Camille Eiss currently serves as Senior Adviser to the Sanctions Coordinator at the U.S. Department of State. She is the former chief of global partnerships and policy at the Organized Crime and Corruption Reporting Project (OCCRP), a cross-border reporting platform for a global network of investigative journalists that exposes crime and corruption, holding power to account. In that role she lead policy outreach, strategic planning, new partnership development, and an international team that engaged civil society, governments, philanthropy, and the public to support independent media and advance accountability around the world.
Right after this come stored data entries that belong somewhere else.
PR #32, opened 2026-04-04
smite: Clean up managed subprocess groups on shutdown

Ashish-Kumar-Dash:
Summary
Teach ManagedProcess to place spawned children in their own process groups and terminate the full group during shutdown. This makes cleanup more reliable for subprocess trees instead of only signaling the direct child.

Changes
create a dedicated process group for each managed subprocess at spawn time
send SIGTERM and, if needed, SIGKILL to the process group during shutdown
keep a direct-child signal fallback if process-group signaling fails
add a regression test covering child + grandchild cleanup
add a small CLN note documenting graceful RPC stop first, then managed cleanup fallback
add tempfile as a test-only dependency for the new regression test
Why
This improves teardown semantics for multi-process workloads and is directly relevant to future campaign management work where reliable stop/cleanup behavior matters.

Testing
cargo test -p smite ✅
cargo test ✅
Kindly review @morehouse & let me know if any changes are needed

### DIFF
--- a/smite/src/process.rs
+++ b/smite/src/process.rs
@@ -1,16 +1,20 @@
 //! Process management utilities for spawning and controlling subprocesses.
 
 use std::io;
+use std::os::unix::process::CommandExt;
 use std::process::{Child, Command, ExitStatus};
 use std::time::{Duration, Instant};
 
-use nix::sys::signal::{Signal, kill};
+use nix::sys::signal::{Signal, killpg};
 use nix::unistd::Pid;
 
 /// A managed subprocess with graceful shutdown support.
 ///
 /// Wraps a [`Child`] process and provides utilities for graceful shutdown
 /// (SIGTERM followed by SIGKILL after timeout).
+///
+/// Each managed child is placed into its own process group when spawned so
+/// that shutdown can reliably clean up grandchildren as well.
 pub struct ManagedProcess {
     child: Child,
     name: String,
@@ -23,7 +27,12 @@ impl ManagedProcess {
     ///
     /// Returns an error if the process fails to spawn.
     pub fn spawn(cmd: &mut Command, name: impl Into<String>) -> io::Result<Self> {
+        // Put the child in its own process group so shutdown can signal the
+        // whole subtree rather than just the direct child process.
+        cmd.process_group(0);
+
         let child = cmd.spawn()?;
+
         Ok(Self {
             child,
             name: name.into(),
@@ -61,7 +70,7 @@ impl ManagedProcess {
     ///
     /// Returns an error if sending signals or waiting fails.
     pub fn shutdown(&mut self, timeout: Duration) -> io::Result<ExitStatus> {
-        let pid = i32::try_from(self.child.id())
+        let process_group = i32::try_from(self.child.id())
             .map(Pid::from_raw)
             .map_err(|_| io::Error::other("pid exceeds i32::MAX"))?;
 
@@ -71,10 +80,18 @@ impl ManagedProcess {
             return Ok(status);
         }
 
-        // Send SIGTERM
-        log::debug!("{}: sending SIGTERM", self.name);
-        if let Err(e) = kill(pid, Signal::SIGTERM) {
-            log::warn!("{}: failed to send SIGTERM: {e}", self.name);
+        // Send SIGTERM to the entire process group so grandchildren are
+        // cleaned up too.
+        log::debug!(
+            "{}: sending SIGTERM to process group {}",
+            self.name,
+            process_group
+        );
+        if let Err(e) = killpg(process_group, Signal::SIGTERM) {
+            log::warn!(
+                "{}: failed to send SIGTERM to process group: {e}",
+                self.name
+            );
         }
 
         // Wait for process to exit with timeout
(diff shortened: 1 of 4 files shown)


smite/src/process.rs
```diff
@@ -23,10 +27,26 @@ impl ManagedProcess {
     ///
     /// Returns an error if the process fails to spawn.
     pub fn spawn(cmd: &mut Command, name: impl Into<String>) -> io::Result<Self> {
+        // Put the child in its own process group so shutdown can signal the
+        // whole subtree rather than just the direct child process.
+        unsafe {
```
morehouse: We should add a comment explaining why this block is safe.  For example:


```suggestion
        // Put the child in its own process group so shutdown can signal the
        // whole subtree rather than just the direct child process.
        //
        // SAFETY: This closure runs in the child process after fork, before exec.
        // We only call the async-signal-safe setpgid function and create io::Error
        // from last_os_error() which just stores an i32 errno.
        unsafe {
```

smite/src/process.rs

From 2012 to 2017, Eiss served in the Obama administration as the inaugural senior adviser on anti-corruption to the assistant secretary of state for democracy, rights, and labor and as a senior policy adviser and strategic communications adviser on a range of humanitarian, international development, and governance issues at USAID. She spearheaded and launched the Global Anti-Corruption Consortium, a partnership that combines investigative journalism and advocacy to advance reform, accountability, and justice. She served on the Steering Committee of the Open Government Partnership, coordinated USAID engagement in UN negotiations of the Sustainable Development Goals, and led crisis communications in response to a series of Level 3 humanitarian emergencies.
Eiss is the founding policy director of the Truman National Security Project, where she spent three years building a national movement for security policy rooted in the protection of human rights, democracy, and global security. She served as an analyst and editor of Freedom in the World, Freedom House’s global survey of political rights and civil liberties, and as associate managing editor of The Washington Quarterly at the Center for Strategic and International Studies. A term member of the Council on Foreign Relations, Eiss holds degrees in history, government, and the history of international relations from Georgetown University and the London School of Economics.